§ Problem to solve
Return copies of the lines below that mention "data".

[Start of section]

PR #8626, opened 2020-12-16
Don't switch to visual mode if there are unprocessed source capsules

jjallaire:
Fixes https://github.com/rstudio/rstudio/issues/8617

### DIFF
--- a/src/gwt/panmirror/src/editor/src/nodes/rmd_chunk/rmd_chunk-capsule.ts
+++ b/src/gwt/panmirror/src/editor/src/nodes/rmd_chunk/rmd_chunk-capsule.ts
@@ -21,6 +21,7 @@ import { pandocAttrReadAST, kCodeBlockAttr, PandocAttr, kCodeBlockText } from '.
 import { uuidv4 } from '../../api/util';
 
 export function rmdChunkBlockCapsuleFilter() {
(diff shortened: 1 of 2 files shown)


jmcphers (approved):
LGTM!

jjallaire:
@jmcphers and @mikebessuille I'd like to make the case that this fix be included in v1.4 proper. My reasoning:

1) When it occurs it results in user data/content loss. We can only speculate about how often it might occur, however....

2) A user just sent me an Rmd to repro a bug in the Distill package and lo and behold it had an unprocessed source capsule in it! So unscientifically it seems like this can happen probably more frequently that we'd like. It could even happen to hundreds or even thousands of Rmds.

3) The fix is *extremely* safe. No new code paths, just a regex that when matches disqualifies visual mode and using an existing code path we have for implementing the disqualification.

I don't think that merging this would disqualify any regression testing we have already done as I think we can reason well about it's locality of impact.

mikebessuille:
I could get behind that.  Especially if the fix is made to Master this weekend, because then we can still cut an RC on Monday. :)

jjallaire:
Okay, I'll. merge it to master now. Thank you! I will sleep much better at night knowing there is no way we can ever munge user data.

[End of section]

§ Exercise response
1) When it occurs it results in user data/content loss. We can only speculate about how often it might occur, however....
Okay, I'll. merge it to master now. Thank you! I will sleep much better at night knowing there is no way we can ever munge user data.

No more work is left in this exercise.